##### Exercise materials #####

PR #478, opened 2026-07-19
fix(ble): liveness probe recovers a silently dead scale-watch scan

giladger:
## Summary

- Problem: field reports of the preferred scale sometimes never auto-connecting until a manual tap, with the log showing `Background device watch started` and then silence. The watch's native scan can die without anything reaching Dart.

#####

Write down only the number of lines that contain the string "scan" in the listing.

2